## Work to complete
Identify each line in the records below that contains the word "meant", and copy it.
====
PR #556, opened 2022-12-08
Set keosd max http response time to unlimited

### LINKED ISSUE #230: keosd http-max-response-time-ms setting
Users often hit the default `30ms` issue with timeouts when using `keosd` due to the default `http-max-response-time-ms` 30ms. Setting contracts or ABI can often take longer than 30ms to parse in keosd. This error is confusing to users and often hard to track down what is going wrong. Also `keosd` is meant to only be run locally and not provided as a service. 

Consider making `http-max-response-time-ms` unlimited for `keosd`.

heifner:
Users sometimes hit the default 30ms issue with timeouts when using `keosd` due to the default `http-max-response-time-ms` 30ms. Setting contracts or ABI can often take longer than 30ms to parse in `keosd`. This error is confusing to users and often hard to track down what is going wrong. Also `keosd` is meant to only be run locally and not provided as a service.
====
## Response to the task
Users often hit the default `30ms` issue with timeouts when using `keosd` due to the default `http-max-response-time-ms` 30ms. Setting contracts or ABI can often take longer than 30ms to parse in keosd. This error is confusing to users and often hard to track down what is going wrong. Also `keosd` is meant to only be run locally and not provided as a service. 
Users sometimes hit the default 30ms issue with timeouts when using `keosd` due to the default `http-max-response-time-ms` 30ms. Setting contracts or ABI can often take longer than 30ms to parse in `keosd`. This error is confusing to users and often hard to track down what is going wrong. Also `keosd` is meant to only be run locally and not provided as a service.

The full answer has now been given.